Impacto começa antes do expediente

De acordo com o dirigente, as dificuldades começam ainda no deslocamento até o trabalho.

“Uma capital que não tem transporte público adequado. Se o trabalhador chega 10 minutos atrasado, já recebe advertência. Isso vai afetando o psicológico”, disse.

Ele também chamou atenção para reflexos na vida familiar, especialmente na relação com os filhos. “Nossas crianças estão sofrendo porque não temos tempo suficiente para estar com elas, na escola, no lazer. Isso mexe na saúde e na ansiedade”, afirmou.
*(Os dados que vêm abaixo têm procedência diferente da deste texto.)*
PR #408, opened 2022-06-14
docs: add Jotai wrapper example

sregg:
Add docs about using MMKV to persist Jotai atoms.


mrousavy:
Hi Simon, nice seeing you in the wild!

Do Jotai users know how to use that function? If not, maybe some additional "usage guide" would help to teach them how to use that? Something like "Then simply use `atomWithStorage` to create your atoms: [code]"

sregg:
That's a good idea.
I can add a link to the official `atomWithStorage` doc: https://jotai.org/docs/utils/atom-with-storage

lpatrun:
Hello, do you happen to know how to test atomWithStorage? I keep getting the same error. I tried a couple of ideas but nothing worked. My error
`● Test suite failed to run

    TypeError: (0 , atomWithStorage.atomWithStorage) is not a function

      1 | import { atomWithStorage } from './atomWithStorage';
      2 |
    > 3 | export const introShown = atomWithStorage('introShown', false);`

PR #419, opened 2022-06-30
feat: make hook reactive when instance change

DCKT:
Hello,

The code is not production ready, but the idea is here, for better performance we should use the **instance id** in order to compare correctly the instance.

The id field is private actually so i don't know if we would like to expose it ?


mrousavy:
Hi! I think I implemented this in #422, is your PR still valid?

DCKT:
Hi, it's good with yours :)

PR #451, opened 2022-09-14
fix: use correct function call in jotai wrapper example

fobos531:
Hey @mrousavy , thanks for the awesome library!

I just have a small change, which corrects the jotai wrapper example to use the correct function call in respect to the imports from `jotai/utils` 

Thanks!


mrousavy:
Thanks! LGTM

PR #454, opened 2022-09-16
Example fixes

riledv:
"Type 'string | undefined' is not assignable to type 'string | T | Promise<string | T | null> | null'."


mrousavy:
Thanks! Can you replace || with ?? please?

haresh12 (approved):

PR #461, opened 2022-10-11
feat: Implement `trim()` to remove unused space

mrousavy:


ken0nek:
Hi @mrousavy,
always appreciate your work!

Do you have any estimate for releasing it?

android/src/main/cpp/MmkvHostObject.cpp
```diff
@@ -221,6 +221,20 @@ jsi::Value MmkvHostObject::get(jsi::Runtime& runtime, const jsi::PropNameID& pro
     });
   }
 
+  if (propName == "trim") {
+    // MMKV.trim()
```
ken0nek, line 225: Just reference
* [MMKV/MMKV.h at master · Tencent/MMKV](https://github.com/Tencent/MMKV/blob/master/Core/MMKV.h#L310-L313)
* [MMKV/MMKV\_IO.cpp at master · Tencent/MMKV](https://github.com/Tencent/MMKV/blob/master/Core/MMKV_IO.cpp#L1008-L1046)

mrousavy:
I think `trim()` doesn't work the way I thought it would work. Try it for yourself

android/src/main/cpp/MmkvHostObject.cpp
mrousavy: wdym for reference?

mrousavy:
Closing as superseded: trim() is already implemented on current main.

PR #1597, opened 2023-01-26
Fix: default wallet when none are enabled

### LINKED ISSUE #1596: 8 wallets are displayed by default when no selected wallets in the config service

Redução da jornada entra no centro do debate

Para o sindicato, a redução da jornada é necessária para melhorar as condições de vida dos trabalhadores. “Essa jornada é abusiva. A classe trabalhadora precisa dessa redução para ter qualidade de vida e para o país se desenvolver”, defendeu.

Marcelino Moura também rebateu argumentos de que mudanças no modelo poderiam causar prejuízos econômicos.

“Quando criaram o 13º salário, disseram que ia quebrar o país. Quando reduziram de 48 para 44 horas, disseram a mesma coisa. E não quebrou”, afirmou.

Escala 5x2 é defendida como alternativa

O dirigente afirmou que a proposta de mudança não envolve o fechamento do comércio aos fins de semana, mas sim a reorganização da jornada. “Não se fala em fechar sábado e domingo. O que se fala é redução de jornada. Quem trabalha no sábado pode folgar durante a semana”, explicou.

Ele também destacou que a mudança pode gerar novos postos de trabalho. “Tem que ter contratação. O país se desenvolve com novos empregos”, disse.

Formação profissional também entra na pauta

Durante a entrevista, o secretário-geral também apontou a necessidade de ampliar o acesso à qualificação profissional. “O sistema S tem vários serviços, mas precisa abrir mais vagas. Hoje a gente procura curso e não tem vaga”, disse. Ele reforçou ainda o papel central dos trabalhadores na economia. “Quem gera renda é o trabalhador, não tenho dúvida disso”, concluiu.